▶ Task goal:
A word-for-word copy of the whole listing is the required answer.

▶ Working data:
PR #2171, opened 2021-04-05
docs: Update custom environment example

katport:
## Checklist

### DIFF
--- a/docs/how-to/custom-env.txt
+++ b/docs/how-to/custom-env.txt
@@ -159,9 +159,7 @@ those extra dependencies are quick to install, you may want to consider
 using a :ref:`startup hook <startup-hooks>`. For situations where
 installing dependencies via ``startup-hook.sh`` would take too long, we
 suggest building your own Docker image and publishing to a Docker
-registry like `Docker Hub <https://hub.docker.com/>`__. We recommend
-that custom images use one of the official Determined images as a base
-image (using the ``FROM`` instruction).
+registry like `Docker Hub <https://hub.docker.com/>`__.
 
 .. warning::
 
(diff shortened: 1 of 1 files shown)


docs/how-to/custom-env.txt
```diff
@@ -171,17 +171,19 @@ image (using the ``FROM`` instruction).
...
-.. code::
+.. code:: bash
 
    FROM determinedai/environments:cuda-10.2-pytorch-1.7-tf-1.15-gpu-0.10.0
-   RUN apt-get update && apt-get install -y unzip python-opencv graphviz
-   COPY environment.yml /tmp/environment.yml
-   COPY pip_requirements.txt /tmp/pip_requirements.txt
-   RUN conda env update --name base --file /tmp/environment.yml && \
-       conda clean --all --force-pkgs-dirs --yes
+   RUN apt-get update
```
mackrorysd, line 177: Nit: I think because of the way Dockerfiles skip lines that were previously successful, it's best-practice to keep apt-get update and apt-get install on the same line with the &&'s.

docs/how-to/custom-env.txt
```diff
@@ -171,17 +171,19 @@ image (using the ``FROM`` instruction).
 Here is an example of a ``Dockerfile`` that installs both ``conda``- and
```
mackrorysd, line 171: I'm not a big fan of the `# optional` comments because literally everything in the example is optional except maybe the FROM. What if we reworded the preamble here to be: "To simply add some additional dependencies so that they do not have to be installed at runtime, simply use a standard image as the base and add your dependencies. Here is an example of a ``Dockerfile`` that installs ``conda``-, ``pip``- and ``apt``-based dependencies.

docs/how-to/custom-env.txt
```diff
@@ -171,17 +171,19 @@ image (using the ``FROM`` instruction).
...
+   RUN apt-get install -y unzip python-opencv graphviz
+   COPY environment.yml /tmp/environment.yml # Optional
+   COPY pip_requirements.txt /tmp/pip_requirements.txt # Optional
+   RUN conda env update --name base --file /tmp/environment.yaml # Optional
+   RUN conda clean --all --force-pkgs-dirs --yes
    RUN eval "$(conda shell.bash hook)" && \
-       conda activate base && \
-       pip install --requirement /tmp/pip_requirements.txt
+       conda activate base
+   RUN pip install --requirement /tmp/pip_requirements.txt # Optional
```
mackrorysd, line 186: I think breaking this into a separate RUN would actually break things: https://pythonspeed.com/articles/activate-conda-dockerfile/

mackrorysd (changes requested):

docs/how-to/custom-env.txt
katport: updated

docs/how-to/custom-env.txt
katport: changed to separate the sections

docs/how-to/custom-env.txt
katport: Okay, updated but the line is now longer though because the tz data has to occur after the update but before graphviz.

mackrorysd (approved):
Looks good to me. Thank you!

▶ Reply:
PR #2171, opened 2021-04-05
docs: Update custom environment example

katport:
## Checklist

### DIFF
--- a/docs/how-to/custom-env.txt
+++ b/docs/how-to/custom-env.txt
@@ -159,9 +159,7 @@ those extra dependencies are quick to install, you may want to consider
 using a :ref:`startup hook <startup-hooks>`. For situations where
 installing dependencies via ``startup-hook.sh`` would take too long, we
 suggest building your own Docker image and publishing to a Docker
-registry like `Docker Hub <https://hub.docker.com/>`__. We recommend
-that custom images use one of the official Determined images as a base
-image (using the ``FROM`` instruction).
+registry like `Docker Hub <https://hub.docker.com/>`__.
 
 .. warning::
 
(diff shortened: 1 of 1 files shown)


docs/how-to/custom-env.txt
```diff
@@ -171,17 +171,19 @@ image (using the ``FROM`` instruction).
...
-.. code::
+.. code:: bash
 
    FROM determinedai/environments:cuda-10.2-pytorch-1.7-tf-1.15-gpu-0.10.0
-   RUN apt-get update && apt-get install -y unzip python-opencv graphviz
-   COPY environment.yml /tmp/environment.yml
-   COPY pip_requirements.txt /tmp/pip_requirements.txt
-   RUN conda env update --name base --file /tmp/environment.yml && \
-       conda clean --all --force-pkgs-dirs --yes
+   RUN apt-get update
```
mackrorysd, line 177: Nit: I think because of the way Dockerfiles skip lines that were previously successful, it's best-practice to keep apt-get update and apt-get install on the same line with the &&'s.

docs/how-to/custom-env.txt
```diff
@@ -171,17 +171,19 @@ image (using the ``FROM`` instruction).
 Here is an example of a ``Dockerfile`` that installs both ``conda``- and
```
mackrorysd, line 171: I'm not a big fan of the `# optional` comments because literally everything in the example is optional except maybe the FROM. What if we reworded the preamble here to be: "To simply add some additional dependencies so that they do not have to be installed at runtime, simply use a standard image as the base and add your dependencies. Here is an example of a ``Dockerfile`` that installs ``conda``-, ``pip``- and ``apt``-based dependencies.

docs/how-to/custom-env.txt
```diff
@@ -171,17 +171,19 @@ image (using the ``FROM`` instruction).
...
+   RUN apt-get install -y unzip python-opencv graphviz
+   COPY environment.yml /tmp/environment.yml # Optional
+   COPY pip_requirements.txt /tmp/pip_requirements.txt # Optional
+   RUN conda env update --name base --file /tmp/environment.yaml # Optional
+   RUN conda clean --all --force-pkgs-dirs --yes
    RUN eval "$(conda shell.bash hook)" && \
-       conda activate base && \
-       pip install --requirement /tmp/pip_requirements.txt
+       conda activate base
+   RUN pip install --requirement /tmp/pip_requirements.txt # Optional
```
mackrorysd, line 186: I think breaking this into a separate RUN would actually break things: https://pythonspeed.com/articles/activate-conda-dockerfile/

mackrorysd (changes requested):

docs/how-to/custom-env.txt
katport: updated

docs/how-to/custom-env.txt
katport: changed to separate the sections

docs/how-to/custom-env.txt
katport: Okay, updated but the line is now longer though because the tz data has to occur after the update but before graphviz.

mackrorysd (approved):
Looks good to me. Thank you!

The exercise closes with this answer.